Thanks in advance! - Oct 31st 2010, 11:16 AMJhevon
I'll do the first, I leave figuring out the second to youWe will solve equation in polar form, and then we can convert to the more familiar $\displaystyle \displaystyle a + ib$ form using Euler's equation, $\displaystyle \displaystyle e^{i \theta} = \cos \theta + i \sin \theta$

Let $\displaystyle \displaystyle x = Re^{i \theta}$, then we have

$\displaystyle \displaystyle R^3 e^{i 3 \theta} = 1$

But by Euler's equation, $\displaystyle \displaystyle 1 = e^{i 2k \pi}$, hence

$\displaystyle \displaystyle R^3 e^{i3 \theta} = e^{i 2k \pi}$

$\displaystyle \displaystyle \Rightarrow R^3 = 1 \implies R = 1$, and

$\displaystyle \displaystyle e^{i 3 \theta} = e^{i 2k \pi}$

$\displaystyle \displaystyle \Rightarrow x = e^{i \theta} = e^{i \frac {2 k \pi}3}$ for $\displaystyle \displaystyle k = 0,~1,~2$ (after that, the solutions repeat)

Hence, $\displaystyle \displaystyle x = e^{0},~e^{i \frac {2 \pi}3},~e^{i \frac {4 \pi}3}$

Which, by Euler's equation, gives:

$\displaystyle \displaystyle x = 1, ~-\frac 12 + i \frac {\sqrt 3}2,~-\frac 12 - i \frac {\sqrt 3}2$

those are the three roots in the complex numbers.

Quote:

x ^ 4 = -4

equations on the set of complex numbers?

Thanks in advance!

- Oct 31st 2010, 11:23 AMemakarov
See also this discussion at Dr. Math Forum.

- Nov 1st 2010, 12:49 AMFujiwara
Thanks for your help, now I understand and I can solve the problem.

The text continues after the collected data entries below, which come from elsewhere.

PR #495, opened 2016-12-05
API to support both legacy and new data schemas for supplier evidence

idavidmcdonald:
When applying for a brief using the current (legacy) flow and for the upcoming new flow (multipage), we will be storing different data based on the flow. Therefore our API when it receives data to create, update or submit a brief response, must validate the input data against the correct schema.

We have the following three cases for the `FEATURE_FLAGS_NEW_SUPPLIER_FLOW` feature flag:
- creating/updating/submitting a brief response when the feature flag is off
- creating/updating/submitting a brief response for a brief that was created before the feature flag
- creating/updating/submitting a brief response for a brief that was created after the feature flag

For the first two cases, we should be validating our data against the legacy brief response schema. For the later case we should be validating against the new brief response schema.

### Pivotal stories
- https://www.pivotaltracker.com/story/show/129839965
- https://www.pivotaltracker.com/story/show/129843611
- https://www.pivotaltracker.com/story/show/131617615

### Notes
- Not all pages have been completed as per [the prototype ](https://dm-prototype.cloudapps.digital/structure/opportunities/dos-opportunities). There will be more work to come which will do things like adding further new fields to JSON schemas. For the moment, we have only introduced the `essentialRequirementsMet` question for the new flow instead of `essentialRequirements`.
- After we complete our two transition period from the old flow to the new flow, then we will no longer require functionality to create/update/submit a brief response that has data matching the legacy schema. At this point we will be able to remove this functionality from the API.
- The tests are a bit gnarly as we have tried to keep the intention of the original tests but now they cover all three feature flag cases mentioned above. You may find it easier to not use the git diff as it's hard to read and compare. I suggest opening the old and new version side by side in new tabs.


tests/app/views/test_brief_response.py
```diff
@@ -607,6 +738,103 @@ def test_can_not_submit_an_invalid_brief_response(
...
+            'availability': u'a',
+            'respondToEmailAddress': 'supplier@email.com'
+        }
+
+        create_res = self.create_brief_response(data=non_legacy_brief_response_data)
+        assert create_res.status_code == 201
+
+        brief_response_id = json.loads(create_res.get_data(as_text=True))['briefResponses']['id']
+
+        self.app.config["FEATURE_FLAGS_NEW_SUPPLIER_FLOW"] = self.feature_flag_date
```
tombye: Could we mark this with a comment? I know you mentioned it above (a duplicate of the last sentence from that would do) but it would really help the reading to have that info next to the code.

tests/app/views/test_brief_response.py
```diff
@@ -607,6 +738,103 @@ def test_can_not_submit_an_invalid_brief_response(
...
+        assert data['error']['essentialRequirements'] == "answer_required"
+
+
+class TestSubmitBriefReponseWhenFeatureFlagIsOff(TestSubmitBriefReponseForBriefCreatedBeforeFeatureFlag):
+
+    feature_flag_date = False
+
+    def setup(self):
+        super(TestSubmitBriefReponseWhenFeatureFlagIsOff, self).setup()
+        self.app.config["FEATURE_FLAGS_NEW_SUPPLIER_FLOW"] = self.feature_flag_date
```
tombye: Can we have a comment here explaining what the flag is being set to?

I'd quite like it for all the other times we set it tbh, so it's clear what's the flag is being set to.

An alternative is having two attributes on one of the base classes, something like `date_one_week_ago`, `date_one_week_in_the_future`. Would mean we could write things like:

`self.app.config["FEATURE_FLAGS_NEW_SUPPLIER_FLOW"] = self.date_one_week_in_the_future`

tests/app/views/test_brief_response.py
```diff
@@ -550,12 +683,8 @@ def test_can_not_submit_a_brief_response_that_already_been_submitted(self, live_
...
-    def test_can_not_submit_a_brief_response_for_a_framework_that_is_not_live(
-        self, live_dos_framework, brief_response_data
-    ):
-        self._setup_existing_brief_response(brief_response_data)
-
+    def test_can_not_submit_a_brief_response_for_a_framework_that_is_not_live(self, live_dos_framework):
+        self._setup_existing_brief_response()
         with self.app.app_context():
             # Change live framework to be expired
             db.session.execute("UPDATE frameworks SET status='expired' WHERE slug='digital-outcomes-and-specialists'")
```
idavidmcdonald: It needs to be live for `_setup_existing_brief_response` to work

tests/app/views/test_brief_response.py
```diff
@@ -449,37 +525,20 @@ def test_can_not_update_brief_response_if_supplier_is_ineligible_for_brief(self,
...
-            res = self._update_brief_response(brief_response_id, {'respondToEmailAddress': 'newemail@email.com'})
-            assert res.status_code == 400
-            data = json.loads(res.get_data(as_text=True))
-            assert data == {'error': 'Brief response must be a draft'}
-
-    def test_can_not_update_brief_response_with_invalid_content(self, live_dos_framework):
-        res = self._update_brief_response(
-            self.brief_response_id, {'essentialRequirements': [False, False, False, False]}
+        # Create dummy brief_response which has been submitted
+        brief_response_id = self.setup_dummy_brief_response(
```
idavidmcdonald: You can override this behaviour by calling `setup_dummy_brief_response(submitted_at=None)` so not sure if it makes sense to rename it (I'm 50 50 on that). 

We could maybe rename it to something better like `setup_brief_response_fixture` though? Although maybe the word "dummy" is useful as it implies you are using example brief response data rather than passing in brief response data?

Words are hard...

tests/app/views/test_brief_response.py
```diff
@@ -449,37 +525,20 @@ def test_can_not_update_brief_response_if_supplier_is_ineligible_for_brief(self,
...
         )
+
+        # Update brief response
+        res = self._update_brief_response(brief_response_id, {'respondToEmailAddress': 'newemail@email.com'})
         assert res.status_code == 400
         data = json.loads(res.get_data(as_text=True))
-        assert data == {'error': {'essentialRequirements': 'answer_required'}}
+        assert data == {'error': 'Brief response must be a draft'}
 
     def test_update_brief_response_with_missing_response_to_page_question_will_error(self, live_dos_framework):
```
idavidmcdonald: To be clear, are you suggesting that this test name should be `test_update_brief_response_with_missing_answer_to_page_question_will_error`?

tombye: Yes, assuming that still describes what the test does (which is how I read it).

tests/app/views/test_brief_response.py
tombye: Looking at it like that, I'm not sure this needs fixing. There's a precedent with services of us assuming it's published unless it's explicitly called a draft.

Words are hard and I'm not convinced it's worth the effort here. Consider it a mute point.

tests/app/views/test_brief_response.py
idavidmcdonald: Have implemented

tests/app/views/test_brief_response.py
idavidmcdonald: Have added comments to every setting of the config feature flag. I've also moved the actual dates themselves into the base class to keep the code more DRY.

tombye:
Thanks for making the changes and sorry to be pedantic but it doesn't look like the `feature_flag_date` variable is needed any more, could we lose it?

idavidmcdonald:
Great spot Tom. Most situations it can be removed and I have done so. Have rebased this change into the last commit.

tombye:
Looks good to me now 👍

PR #496, opened 2016-12-09
Move preview new supplier flow feature flag well into the future

idavidmcdonald:
We do this so functional tests that rely on current behaviour i.e. the legacy brief response flow, won't break on preview. If the feature flag is on then the legacy flow will break. By setting the flag well into the future, we can still use it for testing by individually manipulating briefs and setting their published time after the feature flag.


allait:
👍

PR #498, opened 2016-12-13
Make bootstrap.sh idempotent

danielknell:
currently overwrites the virtualenv if none is active which breaks pip

### DIFF
--- a/scripts/bootstrap.sh
+++ b/scripts/bootstrap.sh
@@ -8,7 +8,7 @@
 set -o pipefail
 
 if [ ! $VIRTUAL_ENV ]; then
-  virtualenv ./venv
+  make virtualenv
   . ./venv/bin/activate
 fi
 


allait:
This is a bit mutually recursive at this point. `make bootstrap` is calling `bootstrap.sh` which is then calling `make virtualenv` ... I think we should get rid of the script and move the steps to the Makefile.

danielknell:
the only bit not really makefile-esque is the database creation, might work ok with a few `createdb || true` lines to stop duplicate dbs breaking things, that or checking first which is likely to get ugly.

danielknell:
@allait any steer on what would be preferable? 

`[ .... long check code ... ] && createdb ...` 

check the db exists before creating it which is more proper but will be horrible readability wise iirc

or

`createdb ... || true` 

short and sweet, will prevent the db existing causing make to bail, but will result in things not bailing if the db fails to create in the first place.

allait:
@danielknell I'm leaning towards the first one to get a slightly more helpful error message. But either one is fine in case you have a strong preference.

PR #499, opened 2016-12-15
Sqlalchemy upgrade

galund:
(The change to the `test_stats` unit test was purely to be able to see which bit was breaking, there should be no functional difference.)

### DIFF
--- a/app/models.py
+++ b/app/models.py
@@ -278,7 +278,7 @@ class Supplier(db.Model):
 
     companies_house_number = db.Column(db.String, index=False, unique=False, nullable=True)
 
-    clients = db.Column(JSON, default=list)
+    clients = db.Column(JSON(none_as_null=True), default=list)
 
     # Drop this method once the supplier front end is using SupplierFramework counts
     def get_service_counts(self):
--- a/app/models.py
+++ b/app/models.py
@@ -1317,7 +1317,7 @@ class BriefResponse(db.Model):
     __tablename__ = 'brief_responses'
 
     id = db.Column(db.Integer, primary_key=True)
-    data = db.Column(JSON, nullable=False)
+    data = db.Column(JSON(none_as_null=True), nullable=False)
 
     brief_id = db.Column(db.Integer, db.ForeignKey('briefs.id'), nullable=False)
     supplier_id = db.Column(db.Integer, db.ForeignKey('suppliers.supplier_id'), nullable=False)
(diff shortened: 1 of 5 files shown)


tests/app/views/test_frameworks.py
```diff
@@ -453,54 +453,61 @@ def test_stats(self):
...
-            ],
-            u'supplier_users': [
-                {u'count': 4, u'recent_login': False},
-                {u'count': 2, u'recent_login': None},
-                {u'count': 5, u'recent_login': True},
-            ]
-        })
+        json_response = json.loads(response.get_data())
+
+        services = json_response[u'services']
```
allait: What's the difference between this and the previous approach? This looks less clear to me

galund: When the test failed, all I got was a JSON blob marked as different, and it was hard to tell which bit had changed without copying and pasting somewhere to do a diff, and even then diffing JSON is a bit dubious... so checking each separate bit, gives a much clearer indication of which bit of code we are test / is broken. In the successful case it's no different, in the failure case you get easier debugging / more detail.

allait: Don't you get a pytest diff though? Which shows you which list elements/keys are different.
I think apart form being a much more error prone way to write the assertion this also hides the whole error. An error in the query can affect multiple counts and it's not obvious to me that it's more clear what happened from a single item assertion.

app/models.py
```diff
@@ -722,7 +733,7 @@ class ServiceTableMixin(object):
     # Service publishing time.
     service_id = db.Column(db.String, index=True, unique=True, nullable=False)
 
-    data = db.Column(JSON)
+    data = db.Column(JSON, nullable=False, default=dict)
```
allait: Why the default? It feels to me that the service should never be an empty dictionary, so this is just hiding a potential error.

galund: This just felt like the less risky change (not knowing all the possible ways to create that row). Happy to change if you're confident that an empty dict is an error just as much as NULL would be.

allait: For services I'm pretty sure they are, since all endpoints should try to assign something to `data`. Tests I'm not sure about, so if there are a lot failing without this then maybe it's not a big deal to keep the default. Up to you.

allait:
Looks good 👍

(But let's make sure API is fully deployed before we merge this in case we need to hold this in preview for a bit)

app/models.py
galund: Cool, have removed the default as it doesn't seem to affect the tests.

galund:
Let me know when seems like a good moment to merge, probably when we're both in the office I guess :) cheers

PR #500, opened 2016-12-15
Sqlalchemy upgrade json null migration

galund:
(To land after the SQLAlchemy 1.1 upgrade has happened and is working.)


allait:
Migration looks good 👍

risicle:
@galund do you want to land this? I'll target a migration I'm working on to be rev id 800 anyway assuming you'll get to it before me...

galund:
AIUI this shouldn't land until after the sql-alchemy migration has actually gone live (and been considered stable enough not have to back it out). So I think assume it will not land on your schedule, cheers!

risicle:
Mine actually doesn't have a tremendously urgent schedule and it itself will have to bubble through the pipeline so it may not make it in till after this anyway... it just means i've got to keep correcting the auto migration builder which keeps insisting on including the latent json migrations.

PR #502, opened 2016-12-16
Contact information validation

galund:
Allow dropping of 'links' JSON fields in one (recursive) step 
 - by making this generic, we can ensure it works when the data
   is not as expected, e.g. in [#134425439] where we need to
   iterate over a list (of contact information datasets), that
   may (given invalid data) not actually be a list;
 - the actual validation (i.e. checking that the contact information
   is a list) can now be done by the schema-validator. This is
   much tidier than having to add additional schema-like checks
   up-front to make sure we don't crash when stripping 'foreign
   fields' such as 'links'
 - also test cases

### DIFF
--- a/app/supplier_utils.py
+++ b/app/supplier_utils.py
@@ -9,11 +9,7 @@ def validate_and_return_supplier_request(supplier_id=None):
     json_has_required_keys(json_payload['suppliers'], ['contactInformation'])
 
     # remove unnecessary fields
-    json_payload['suppliers'] = drop_foreign_fields(json_payload['suppliers'], ['links'])
-    json_payload['suppliers']['contactInformation'] = [
-        drop_foreign_fields(contact_data, ['links'])
-        for contact_data in json_payload['suppliers']['contactInformation']
-    ]
+    json_payload['suppliers'] = drop_foreign_fields(json_payload['suppliers'], ['links'], recurse=True)
 
     if supplier_id:
         validate_supplier_json_or_400(json_payload['suppliers'])
--- a/app/utils.py
+++ b/app/utils.py
@@ -92,12 +92,31 @@ def json_only_has_required_keys(data, keys):
         abort(400, "Invalid JSON must only have {} keys".format(keys))
 
 
-def drop_foreign_fields(json_object, list_of_keys):
-    json_object = json_object.copy()
-    for key in list_of_keys:
-        json_object.pop(key, None)
-
+def drop_foreign_fields(json_object, list_of_keys, recurse=False):
+    json_object = keyfilter_json(json_object, lambda k: k not in list_of_keys, recurse)
     return json_object
+
+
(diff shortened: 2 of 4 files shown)


app/utils.py
```diff
@@ -92,14 +92,33 @@ def json_only_has_required_keys(data, keys):
         abort(400, "Invalid JSON must only have {} keys".format(keys))
 
 
-def drop_foreign_fields(json_object, list_of_keys):
-    json_object = json_object.copy()
-    for key in list_of_keys:
-        json_object.pop(key, None)
-
+def drop_foreign_fields(json_object, list_of_keys, recurse=False):
```
allait: I'm not sure if there's a need for the nested drop_foreign_fields.

For one, we don't have many nested questions we accept in writes. Contact information might be the only one, and it should've been a separate endpoint to create  contact information objects for a supplier to begin with. The only reason it's nested was to save time when were rolling this out.

And the way `drop_foreign_fields` is used everywhere else doesn't really allow it to be safely applied to nested objects. `list_of_keys` is a collection of keys we don't want to store for the root dictionary, but it's not necessarily the same for the nested objects. I believe the way we're approaching this now is calling this function from the model method, which allows us to list the keys we want removed once for each model.

app/supplier_utils.py
```diff
@@ -9,11 +9,7 @@ def validate_and_return_supplier_request(supplier_id=None):
     json_has_required_keys(json_payload['suppliers'], ['contactInformation'])
 
     # remove unnecessary fields
-    json_payload['suppliers'] = drop_foreign_fields(json_payload['suppliers'], ['links'])
-    json_payload['suppliers']['contactInformation'] = [
-        drop_foreign_fields(contact_data, ['links'])
-        for contact_data in json_payload['suppliers']['contactInformation']
```
allait: So would `json_payload['suppliers'].get('contactInformation', [])` fix the issue?

galund: I don't think so, because the crash is when 'contactInformation' is there, but is not a list (or, worse, it's some kind of iterable that doesn't contain a dictionary)

app/utils.py
galund: I was careful to make sure that the default was not to recurse, which should be the same behaviour as before. (And we do have test coverage there.)

I agree with 'no necessarily the same', but that's why the recursion should be optional, and ISTM that you need to know the structure in order to know whether and how to call this, regardless of how you implement the stripping at each level. In other words, whether the recursion is implemented manually (as currently) or automatically (per this PR), you have to know what the structure is in order to know whether stripping a given set of keys is a valid thing to do.

All that said, I think that the stripping-before-validation thing is a bit weird: ISTM it would be better to change the schema, to allow for optional links, and make this whole 'strip-out-the-links' thing just go away? Otherwise, we basically have two schema: one properly documented (but without links), and one that we actually use (that has links in it).

allait:
👍

PR #258, opened 2015-01-16
Renamed filter to postFilter

Kornel:
- a method filter could be misleading

For a query like

    search in "test" filter {
        terms ...
    } limit 10

I would expect a

     "query": {
          "filtered": {
               "filter": {
                    "terms":{

not a post_filter.

Maybe my expectation is wrong, since I'm missing the query part, but either way, a post_filter should be more explicit in my opinion.

What do you think?

### DIFF
--- a/src/main/scala/com/sksamuel/elastic4s/SearchDsl.scala
+++ b/src/main/scala/com/sksamuel/elastic4s/SearchDsl.scala
@@ -104,7 +104,7 @@ class SearchDefinition(indexesTypes: IndexesTypes) {
     this
   }
 
-  def filter(block: => FilterDefinition): SearchDefinition = {
+  def postFilter(block: => FilterDefinition): SearchDefinition = {
     _builder.setPostFilter(block.builder)
     this
   }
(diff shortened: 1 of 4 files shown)


sksamuel:
I see what you're saying, but if we're doing to do this, it needs to be done in a backwards compatible way, so changing the keyword isn't gonna work. Also I think we could re-tweak the query part to have the filters nested inside perhaps? Then you can do postFilter as you wish, and filter as it stands would remain but deprecated, and the new non-deprecated way of doing a filter would be inside a new query block. Or something. WDYT @fehmicansaglam  too.

Kornel:
Backwards compatibility is important, this time I thought this shouldn't stay this way but what you're saying makes sense - let's make it deprecated and maybe nest inside a filter? This would better reflect the structure of the expected json

sksamuel:
I've merged your PR and added filter as a synonym of postFilter so old code still works.

Kornel:
Thanks for that. I'll try to find some time to nest the filter element soon :)

PR #265, opened 2015-01-30
Now delimiter and replacement PathHierarchyTokenizer parameters are pass...

algd:
...ed to XContentBuilder as String (as expected), not as Number.

The generated object was:
"testTokenizer": {
                    "type": "path_hierarchy",
                    "delimiter": 47,
                    "replacement": 47
                }

With this change, now it is:
"testTokenizer": {
                    ""type": "path_hierarchy",
                    "delimiter": "/",
                    "replacement": "/"
                }

The first object was rejected by elasticsearch with:
org.elasticsearch.ElasticsearchIllegalArgumentException: delimiter can only be a one char value

With the second it works.
Thanks, hope it helps some people :)


sksamuel:
Thanks!

PR #266, opened 2015-02-01
abstract out ElasticSugar.blockUntil so it can be reused for other predicates

mpollmeier:
ElasticSugar used to have only `blockUntilCount`, now we have `blockUntil which takes a message and a predicate` and `blockUntilCount` which uses the former.
This way we can reuse it to assert other things than counts.

### DIFF
--- a/src/test/scala/com/sksamuel/elastic4s/ElasticSugar.scala
+++ b/src/test/scala/com/sksamuel/elastic4s/ElasticSugar.scala
@@ -47,26 +47,28 @@ trait ElasticSugar extends BeforeAndAfterAll with Logging {
     listener.actionGet()
   }
 
-  def blockUntilCount(expected: Long,
-                      index: String,
-                      types: String*) {
-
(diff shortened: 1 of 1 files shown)


sksamuel:
Great idea thanks. Although I could further refine it to make it use a call by name block. WDYT.

mpollmeier:
Hmm, doesn't it already take a call by name argument? 
the method signature is `def blockUntil(explain: String)(predicate: () ⇒ Boolean): Unit` and according to http://stackoverflow.com/questions/13337338/call-by-name-vs-call-by-value-in-scala-clarification-needed this is the definition of cbn / cbv:
```
def callByValue(x: Int) = {
  println("x1=" + x)
  println("x2=" + x)
}

def callByName(x: => Int) = {
  println("x1=" + x)
  println("x2=" + x)
}
```

sksamuel:
It's essentially the same thing, but it can be

blockUntil(explain:String)(thunk : => Boolean)

Then we can write

blockUntil("boom") {
 // code here does not need () =>
}

Issue #267, opened 2015-02-02
Lack of support for `SpanNearQuery`


XuKaiqiang:
There is no mapping from `spanNearQuery` in ElasticSearch QueryBuilder to SpanNearQueryDefinition in this project.

http://www.elasticsearch.org/guide/en/elasticsearch/reference/current/query-dsl-span-near-query.html

PR #268, opened 2015-02-02
added spanNearQuery

XuKaiqiang:
See https://github.com/sksamuel/elastic4s/issues/267


sksamuel:
Nice. Should it extend spanquerydef rather than just querydef ?

XuKaiqiang:
Good catch.

sksamuel:
Wicked thank you.

PR #271, opened 2015-02-09
Change ElasticsearchUri to ElasticsearchClientUri on @deprecated

JD557:
The deprecated messages states "For multiple hosts, prefer the methods that use ElasticsearchUri", while the class name is "ElasticsearchClientUri".


sksamuel:
Good spot thanks.

PR #282, opened 2015-03-04
FIX #280 Extending documentation

### LINKED ISSUE #280: Geo Shape Type - index properties
I'm trying to create a index with a field typed to `GeoShapeType`. The code (thanks for a really smooth API here) looks like this

```scala
client.execute {
    create index MEDIAQ_INDEX mappings {
        MEDIAQ_TYPE as (
            "videoId" typed StringType,
            "trajectory" typed GeoShapeType
        )
    }
}
```

Now I want to add `precision` and the `tree` field to the properties. How can I achieve this or is this currently not supported? [Elasticsearch documentation](http://www.elasticsearch.org/guide/en/elasticsearch/reference/current/mapping-geo-shape-type.html#_example_4)

```json
{
    "properties": {
        "location": {
            "type": "geo_shape",
            "tree": "quadtree",
            "precision": "1m"
        }
    }
}
```

muuki88:
Great answers should not be forgotten :)

### DIFF
--- a/guide/createindex.md
+++ b/guide/createindex.md
@@ -93,6 +93,33 @@ client.execute {
 
 There are many options that can be specified a field or type. The [reference](#create_index_reference) section below describes how many of these features can be used. For a full list, see the methods in the DSL or see the official documentation on [mapping](http://www.elasticsearch.org/guide/en/elasticsearch/reference/current/mapping.html) (the DSL keywords will be the same or very close to the name of the optional in the REST API).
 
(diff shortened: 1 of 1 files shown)


sksamuel:
Thank you for doing this, but its GeoShapeType that supports those attributes not GeoPointType. Can you fix?

muuki88:
Created own section.

sksamuel:
Great thanks.

PR #283, opened 2015-03-05
Add ShingleTokenFilter support

nonontb:
Create the case class ShingleTokenFilter.
Add some tests in AnalyzerTest. Those are still incomplete


nonontb:
Test completed. Is it ok for you ?

Tell me if you need something more

Build has failed from another change

sksamuel:
Thanks!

- Nov 1st 2010, 08:08 AMHallsofIvy
Another way to solve $\displaystyle x^3= 1$, which is equivalent to $\displaystyle x^3- 1= 0$ is to factor it as $\displaystyle (x- 1)(x^2 +x+ 1)= 0$. You can then solve $\displaystyle x^2+ x+ 1= 0$ with the quadratic formula.

$\displaystyle x^4= -4$ is the same as $\displaystyle x^4- (-4)= 0$ and you can think of that as the difference of two squares: $\displaystyle a^2- b^2= (a- b)(a+ b)$ with $\displaystyle a= x^2$ and $\displaystyle b= 2i$. $\displaystyle x^4-(-4)= (x^2- 2i)(x^2+ 2i)= 0$. But you will now need to change to polar form to find $\displaystyle \sqrt{2i}$ and $\displaystyle \sqrt{-2i}$.